Task to complete
Please repeat the lines below exactly. Begin with the line containing "joshlory: You can" and go on through the line containing "epeach: If we".
*** Available data ***
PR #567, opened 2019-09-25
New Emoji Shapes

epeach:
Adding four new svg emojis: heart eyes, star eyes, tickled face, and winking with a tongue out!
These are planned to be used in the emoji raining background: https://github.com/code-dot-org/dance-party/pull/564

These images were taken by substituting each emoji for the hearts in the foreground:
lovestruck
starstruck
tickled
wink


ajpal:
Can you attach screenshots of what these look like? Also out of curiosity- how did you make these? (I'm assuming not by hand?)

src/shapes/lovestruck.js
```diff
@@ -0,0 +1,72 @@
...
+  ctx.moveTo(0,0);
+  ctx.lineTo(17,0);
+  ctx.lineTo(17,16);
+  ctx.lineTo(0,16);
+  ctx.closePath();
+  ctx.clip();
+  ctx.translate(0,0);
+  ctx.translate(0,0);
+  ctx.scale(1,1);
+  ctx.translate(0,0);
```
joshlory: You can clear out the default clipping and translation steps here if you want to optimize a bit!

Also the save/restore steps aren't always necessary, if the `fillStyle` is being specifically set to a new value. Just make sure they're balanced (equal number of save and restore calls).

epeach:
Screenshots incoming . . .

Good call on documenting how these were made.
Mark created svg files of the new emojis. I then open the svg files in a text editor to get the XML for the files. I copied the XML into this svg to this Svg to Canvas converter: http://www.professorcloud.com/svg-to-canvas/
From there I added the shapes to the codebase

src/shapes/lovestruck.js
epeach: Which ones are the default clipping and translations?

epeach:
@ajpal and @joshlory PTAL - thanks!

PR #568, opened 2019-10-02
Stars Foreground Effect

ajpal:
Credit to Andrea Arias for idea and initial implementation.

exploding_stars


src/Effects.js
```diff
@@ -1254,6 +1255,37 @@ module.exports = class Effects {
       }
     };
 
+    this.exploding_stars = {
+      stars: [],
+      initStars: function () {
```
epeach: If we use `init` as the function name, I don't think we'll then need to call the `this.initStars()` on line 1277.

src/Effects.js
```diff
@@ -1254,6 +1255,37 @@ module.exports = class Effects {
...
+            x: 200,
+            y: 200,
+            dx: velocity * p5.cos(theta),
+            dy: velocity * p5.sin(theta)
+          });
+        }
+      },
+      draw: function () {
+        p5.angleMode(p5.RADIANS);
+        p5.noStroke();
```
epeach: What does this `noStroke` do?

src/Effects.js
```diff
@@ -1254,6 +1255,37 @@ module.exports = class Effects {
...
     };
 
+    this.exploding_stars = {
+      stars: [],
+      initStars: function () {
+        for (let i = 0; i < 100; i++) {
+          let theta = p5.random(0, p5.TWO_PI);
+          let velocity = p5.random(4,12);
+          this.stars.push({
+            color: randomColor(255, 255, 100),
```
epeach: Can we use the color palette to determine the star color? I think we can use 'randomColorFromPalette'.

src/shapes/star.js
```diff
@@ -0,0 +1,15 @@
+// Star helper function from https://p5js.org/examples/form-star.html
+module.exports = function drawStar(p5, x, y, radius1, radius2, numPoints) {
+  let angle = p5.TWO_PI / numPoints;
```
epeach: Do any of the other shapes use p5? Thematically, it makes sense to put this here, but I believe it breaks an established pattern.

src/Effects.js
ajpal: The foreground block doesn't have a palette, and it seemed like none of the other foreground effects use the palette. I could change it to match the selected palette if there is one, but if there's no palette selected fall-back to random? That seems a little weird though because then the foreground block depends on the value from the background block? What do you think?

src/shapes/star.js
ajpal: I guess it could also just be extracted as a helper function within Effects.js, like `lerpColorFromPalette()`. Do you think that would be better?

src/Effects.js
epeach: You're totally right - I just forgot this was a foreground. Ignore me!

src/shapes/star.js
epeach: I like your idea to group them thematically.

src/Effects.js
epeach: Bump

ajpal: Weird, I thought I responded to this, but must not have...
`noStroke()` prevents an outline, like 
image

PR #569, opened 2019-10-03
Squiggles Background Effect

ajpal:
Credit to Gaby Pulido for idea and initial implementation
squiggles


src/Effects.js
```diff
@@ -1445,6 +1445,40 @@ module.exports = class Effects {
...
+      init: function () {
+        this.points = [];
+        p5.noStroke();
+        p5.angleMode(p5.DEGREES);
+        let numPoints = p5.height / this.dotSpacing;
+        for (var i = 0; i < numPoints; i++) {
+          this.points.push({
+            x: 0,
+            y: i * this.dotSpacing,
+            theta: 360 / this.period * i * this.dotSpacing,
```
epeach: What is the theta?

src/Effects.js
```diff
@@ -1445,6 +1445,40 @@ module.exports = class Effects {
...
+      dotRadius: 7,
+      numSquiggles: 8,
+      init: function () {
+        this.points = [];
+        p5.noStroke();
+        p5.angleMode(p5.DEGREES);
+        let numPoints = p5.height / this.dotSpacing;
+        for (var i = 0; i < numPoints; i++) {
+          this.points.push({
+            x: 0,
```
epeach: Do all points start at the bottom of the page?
*** End of Available data ***
Answer for the task
joshlory: You can clear out the default clipping and translation steps here if you want to optimize a bit!

Also the save/restore steps aren't always necessary, if the `fillStyle` is being specifically set to a new value. Just make sure they're balanced (equal number of save and restore calls).

epeach:
Screenshots incoming . . .

Good call on documenting how these were made.
Mark created svg files of the new emojis. I then open the svg files in a text editor to get the XML for the files. I copied the XML into this svg to this Svg to Canvas converter: http://www.professorcloud.com/svg-to-canvas/
From there I added the shapes to the codebase

src/shapes/lovestruck.js
epeach: Which ones are the default clipping and translations?

epeach:
@ajpal and @joshlory PTAL - thanks!

PR #568, opened 2019-10-02
Stars Foreground Effect

ajpal:
Credit to Andrea Arias for idea and initial implementation.

exploding_stars


src/Effects.js
```diff
@@ -1254,6 +1255,37 @@ module.exports = class Effects {
       }
     };
 
+    this.exploding_stars = {
+      stars: [],
+      initStars: function () {
```
epeach: If we use `init` as the function name, I don't think we'll then need to call the `this.initStars()` on line 1277.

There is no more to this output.